In the entries below, find each line bearing the string "problem" and copy it.

==== INFORMATION

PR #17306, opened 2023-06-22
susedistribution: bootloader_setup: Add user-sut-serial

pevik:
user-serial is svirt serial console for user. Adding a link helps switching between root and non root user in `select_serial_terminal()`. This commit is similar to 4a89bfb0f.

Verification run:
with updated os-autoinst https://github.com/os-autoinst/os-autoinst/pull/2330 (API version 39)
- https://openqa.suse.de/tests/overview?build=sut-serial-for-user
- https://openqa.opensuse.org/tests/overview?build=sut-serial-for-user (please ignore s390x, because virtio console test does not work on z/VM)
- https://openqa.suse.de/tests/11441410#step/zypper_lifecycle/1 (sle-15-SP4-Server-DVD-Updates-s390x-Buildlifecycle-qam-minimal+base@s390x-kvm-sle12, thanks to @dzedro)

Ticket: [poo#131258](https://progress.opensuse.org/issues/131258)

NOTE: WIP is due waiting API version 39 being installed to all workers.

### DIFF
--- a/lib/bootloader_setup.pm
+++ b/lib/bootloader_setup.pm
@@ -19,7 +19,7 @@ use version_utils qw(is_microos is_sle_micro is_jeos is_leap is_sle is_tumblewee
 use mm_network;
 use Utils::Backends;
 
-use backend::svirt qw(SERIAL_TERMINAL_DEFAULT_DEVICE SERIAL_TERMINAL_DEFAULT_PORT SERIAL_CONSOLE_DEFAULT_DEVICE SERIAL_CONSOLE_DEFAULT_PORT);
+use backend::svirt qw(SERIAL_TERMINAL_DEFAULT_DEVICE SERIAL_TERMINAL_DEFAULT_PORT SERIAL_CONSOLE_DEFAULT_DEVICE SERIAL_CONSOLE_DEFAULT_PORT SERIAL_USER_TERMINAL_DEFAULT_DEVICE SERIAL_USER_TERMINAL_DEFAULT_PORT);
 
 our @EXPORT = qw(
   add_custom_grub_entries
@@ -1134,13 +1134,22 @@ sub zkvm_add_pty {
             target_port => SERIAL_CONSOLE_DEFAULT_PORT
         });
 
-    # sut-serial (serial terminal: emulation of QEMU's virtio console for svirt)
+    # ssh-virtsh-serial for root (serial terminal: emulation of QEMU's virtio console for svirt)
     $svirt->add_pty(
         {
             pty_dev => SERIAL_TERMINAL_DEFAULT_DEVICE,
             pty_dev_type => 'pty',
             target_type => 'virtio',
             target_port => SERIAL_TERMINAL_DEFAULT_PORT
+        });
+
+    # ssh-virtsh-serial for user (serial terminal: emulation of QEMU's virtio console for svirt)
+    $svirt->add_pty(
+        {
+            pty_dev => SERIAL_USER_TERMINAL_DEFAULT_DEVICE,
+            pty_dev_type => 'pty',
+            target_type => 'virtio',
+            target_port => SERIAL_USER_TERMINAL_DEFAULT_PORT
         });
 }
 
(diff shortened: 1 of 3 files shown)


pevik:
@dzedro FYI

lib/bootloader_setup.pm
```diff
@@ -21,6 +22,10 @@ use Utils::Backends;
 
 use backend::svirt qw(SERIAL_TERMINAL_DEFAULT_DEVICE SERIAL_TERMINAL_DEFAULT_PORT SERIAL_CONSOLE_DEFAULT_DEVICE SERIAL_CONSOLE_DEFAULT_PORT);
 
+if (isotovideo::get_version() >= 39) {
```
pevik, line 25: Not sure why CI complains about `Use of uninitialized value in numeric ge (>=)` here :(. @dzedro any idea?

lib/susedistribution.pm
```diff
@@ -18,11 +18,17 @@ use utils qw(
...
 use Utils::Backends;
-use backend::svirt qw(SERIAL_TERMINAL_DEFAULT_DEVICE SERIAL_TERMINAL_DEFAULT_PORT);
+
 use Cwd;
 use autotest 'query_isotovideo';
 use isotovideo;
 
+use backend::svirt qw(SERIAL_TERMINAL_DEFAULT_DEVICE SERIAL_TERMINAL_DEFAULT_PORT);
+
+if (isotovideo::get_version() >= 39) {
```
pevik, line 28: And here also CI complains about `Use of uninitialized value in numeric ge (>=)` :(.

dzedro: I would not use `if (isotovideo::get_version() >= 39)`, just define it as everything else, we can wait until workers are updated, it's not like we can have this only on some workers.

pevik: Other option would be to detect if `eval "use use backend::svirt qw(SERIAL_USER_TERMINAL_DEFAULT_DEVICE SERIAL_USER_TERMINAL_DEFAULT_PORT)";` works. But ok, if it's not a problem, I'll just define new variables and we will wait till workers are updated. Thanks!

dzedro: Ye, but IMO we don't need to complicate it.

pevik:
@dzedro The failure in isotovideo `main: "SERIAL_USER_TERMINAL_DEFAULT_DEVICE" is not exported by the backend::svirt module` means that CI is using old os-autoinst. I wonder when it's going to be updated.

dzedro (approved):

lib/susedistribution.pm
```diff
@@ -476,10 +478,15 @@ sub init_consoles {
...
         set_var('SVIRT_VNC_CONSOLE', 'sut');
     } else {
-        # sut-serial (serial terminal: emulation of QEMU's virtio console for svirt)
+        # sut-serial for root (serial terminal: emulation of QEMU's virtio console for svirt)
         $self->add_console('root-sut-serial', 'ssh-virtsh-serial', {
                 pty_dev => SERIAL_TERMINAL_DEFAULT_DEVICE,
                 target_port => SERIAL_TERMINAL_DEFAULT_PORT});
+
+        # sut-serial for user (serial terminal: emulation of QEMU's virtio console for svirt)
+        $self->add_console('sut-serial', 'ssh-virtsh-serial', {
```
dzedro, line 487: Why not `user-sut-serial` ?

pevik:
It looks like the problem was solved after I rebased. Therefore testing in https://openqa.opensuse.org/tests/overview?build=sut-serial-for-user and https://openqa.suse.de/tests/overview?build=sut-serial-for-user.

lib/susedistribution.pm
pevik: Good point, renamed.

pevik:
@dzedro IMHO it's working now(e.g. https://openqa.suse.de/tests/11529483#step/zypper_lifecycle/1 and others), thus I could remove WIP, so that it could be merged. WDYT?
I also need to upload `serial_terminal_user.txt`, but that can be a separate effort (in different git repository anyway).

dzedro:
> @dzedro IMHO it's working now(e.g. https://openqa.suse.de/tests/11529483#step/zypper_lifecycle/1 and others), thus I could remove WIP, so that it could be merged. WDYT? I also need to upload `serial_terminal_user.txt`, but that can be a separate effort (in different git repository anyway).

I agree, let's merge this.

========
==== INFORMATION

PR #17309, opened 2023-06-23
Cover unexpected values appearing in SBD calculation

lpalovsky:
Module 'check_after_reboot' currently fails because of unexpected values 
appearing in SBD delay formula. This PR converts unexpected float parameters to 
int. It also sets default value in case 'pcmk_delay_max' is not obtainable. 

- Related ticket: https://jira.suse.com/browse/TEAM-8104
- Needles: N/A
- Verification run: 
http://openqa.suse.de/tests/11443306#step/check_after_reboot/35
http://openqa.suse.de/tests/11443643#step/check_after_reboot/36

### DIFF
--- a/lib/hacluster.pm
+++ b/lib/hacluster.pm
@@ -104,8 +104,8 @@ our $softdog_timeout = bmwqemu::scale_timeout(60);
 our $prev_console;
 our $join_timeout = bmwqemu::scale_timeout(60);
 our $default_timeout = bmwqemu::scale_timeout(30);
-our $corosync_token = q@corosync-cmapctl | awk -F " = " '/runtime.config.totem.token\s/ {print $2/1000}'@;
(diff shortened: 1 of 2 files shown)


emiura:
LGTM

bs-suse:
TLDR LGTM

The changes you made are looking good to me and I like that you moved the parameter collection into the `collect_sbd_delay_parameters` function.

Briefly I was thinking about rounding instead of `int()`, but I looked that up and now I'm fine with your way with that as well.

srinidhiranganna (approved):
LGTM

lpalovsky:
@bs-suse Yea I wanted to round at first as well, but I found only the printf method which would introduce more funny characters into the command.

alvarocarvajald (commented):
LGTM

========
==== INFORMATION

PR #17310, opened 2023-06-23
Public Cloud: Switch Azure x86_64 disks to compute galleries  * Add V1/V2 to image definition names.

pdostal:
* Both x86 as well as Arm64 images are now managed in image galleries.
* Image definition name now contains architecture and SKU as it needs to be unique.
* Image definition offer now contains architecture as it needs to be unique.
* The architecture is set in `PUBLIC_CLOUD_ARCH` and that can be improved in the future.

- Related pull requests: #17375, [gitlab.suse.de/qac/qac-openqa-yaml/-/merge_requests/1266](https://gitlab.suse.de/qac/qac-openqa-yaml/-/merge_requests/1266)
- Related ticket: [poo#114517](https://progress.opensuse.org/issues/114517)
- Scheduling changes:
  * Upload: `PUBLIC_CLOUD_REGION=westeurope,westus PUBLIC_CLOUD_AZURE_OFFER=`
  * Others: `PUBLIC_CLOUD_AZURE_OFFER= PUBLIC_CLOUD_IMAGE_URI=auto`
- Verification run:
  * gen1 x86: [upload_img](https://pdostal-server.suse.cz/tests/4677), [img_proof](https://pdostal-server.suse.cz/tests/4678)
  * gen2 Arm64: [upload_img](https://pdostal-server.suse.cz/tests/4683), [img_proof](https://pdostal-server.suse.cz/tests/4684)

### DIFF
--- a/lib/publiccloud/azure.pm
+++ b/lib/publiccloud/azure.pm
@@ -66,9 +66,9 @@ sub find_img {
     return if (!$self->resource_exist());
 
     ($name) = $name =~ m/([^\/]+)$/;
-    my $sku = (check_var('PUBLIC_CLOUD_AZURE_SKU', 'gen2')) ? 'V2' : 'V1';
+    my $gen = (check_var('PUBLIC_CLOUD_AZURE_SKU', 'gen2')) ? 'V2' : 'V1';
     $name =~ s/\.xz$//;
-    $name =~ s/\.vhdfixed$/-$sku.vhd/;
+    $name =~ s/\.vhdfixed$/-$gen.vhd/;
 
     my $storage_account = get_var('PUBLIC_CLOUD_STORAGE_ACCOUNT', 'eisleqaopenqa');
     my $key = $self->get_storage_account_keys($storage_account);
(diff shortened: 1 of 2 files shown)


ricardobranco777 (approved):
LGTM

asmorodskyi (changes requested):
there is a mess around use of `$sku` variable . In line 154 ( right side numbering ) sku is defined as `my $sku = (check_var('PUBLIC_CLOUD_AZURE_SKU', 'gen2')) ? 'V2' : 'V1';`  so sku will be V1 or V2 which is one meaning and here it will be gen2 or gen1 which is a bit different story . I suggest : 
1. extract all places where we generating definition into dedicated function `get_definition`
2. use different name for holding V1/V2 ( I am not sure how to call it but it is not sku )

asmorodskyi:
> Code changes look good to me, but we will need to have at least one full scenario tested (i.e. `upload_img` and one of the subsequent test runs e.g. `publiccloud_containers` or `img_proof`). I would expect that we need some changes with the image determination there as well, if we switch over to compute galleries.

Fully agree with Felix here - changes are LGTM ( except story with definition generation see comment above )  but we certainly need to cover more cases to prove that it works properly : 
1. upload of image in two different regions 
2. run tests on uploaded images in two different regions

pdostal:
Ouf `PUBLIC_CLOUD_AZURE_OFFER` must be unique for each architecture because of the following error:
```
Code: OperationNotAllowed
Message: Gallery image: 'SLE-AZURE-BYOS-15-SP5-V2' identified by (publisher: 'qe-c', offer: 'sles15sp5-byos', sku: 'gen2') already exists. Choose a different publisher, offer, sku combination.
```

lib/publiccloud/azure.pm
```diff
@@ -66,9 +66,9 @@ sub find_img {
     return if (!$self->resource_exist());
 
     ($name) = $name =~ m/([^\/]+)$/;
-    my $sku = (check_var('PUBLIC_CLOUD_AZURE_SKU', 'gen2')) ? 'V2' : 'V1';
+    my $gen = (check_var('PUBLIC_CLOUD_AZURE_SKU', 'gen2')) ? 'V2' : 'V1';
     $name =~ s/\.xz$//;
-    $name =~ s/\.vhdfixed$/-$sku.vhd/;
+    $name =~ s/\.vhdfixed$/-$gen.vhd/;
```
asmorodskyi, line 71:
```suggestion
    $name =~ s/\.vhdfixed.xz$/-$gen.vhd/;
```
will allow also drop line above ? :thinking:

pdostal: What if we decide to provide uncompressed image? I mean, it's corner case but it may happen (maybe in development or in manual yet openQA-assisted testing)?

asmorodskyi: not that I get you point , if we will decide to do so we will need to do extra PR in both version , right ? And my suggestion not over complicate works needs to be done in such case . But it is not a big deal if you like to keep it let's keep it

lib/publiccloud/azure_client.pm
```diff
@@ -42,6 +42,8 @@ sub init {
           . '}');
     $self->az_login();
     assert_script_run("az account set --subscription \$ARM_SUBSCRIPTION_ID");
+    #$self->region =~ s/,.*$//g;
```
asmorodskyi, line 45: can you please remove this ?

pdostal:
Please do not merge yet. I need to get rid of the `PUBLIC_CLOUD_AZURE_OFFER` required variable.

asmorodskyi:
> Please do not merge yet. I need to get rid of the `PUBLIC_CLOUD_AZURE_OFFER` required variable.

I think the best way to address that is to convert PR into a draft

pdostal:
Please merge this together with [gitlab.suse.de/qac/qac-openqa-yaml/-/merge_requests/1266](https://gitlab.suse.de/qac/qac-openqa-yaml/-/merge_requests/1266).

========

- THE ANSWER
pevik: Other option would be to detect if `eval "use use backend::svirt qw(SERIAL_USER_TERMINAL_DEFAULT_DEVICE SERIAL_USER_TERMINAL_DEFAULT_PORT)";` works. But ok, if it's not a problem, I'll just define new variables and we will wait till workers are updated. Thanks!
It looks like the problem was solved after I rebased. Therefore testing in https://openqa.opensuse.org/tests/overview?build=sut-serial-for-user and https://openqa.suse.de/tests/overview?build=sut-serial-for-user.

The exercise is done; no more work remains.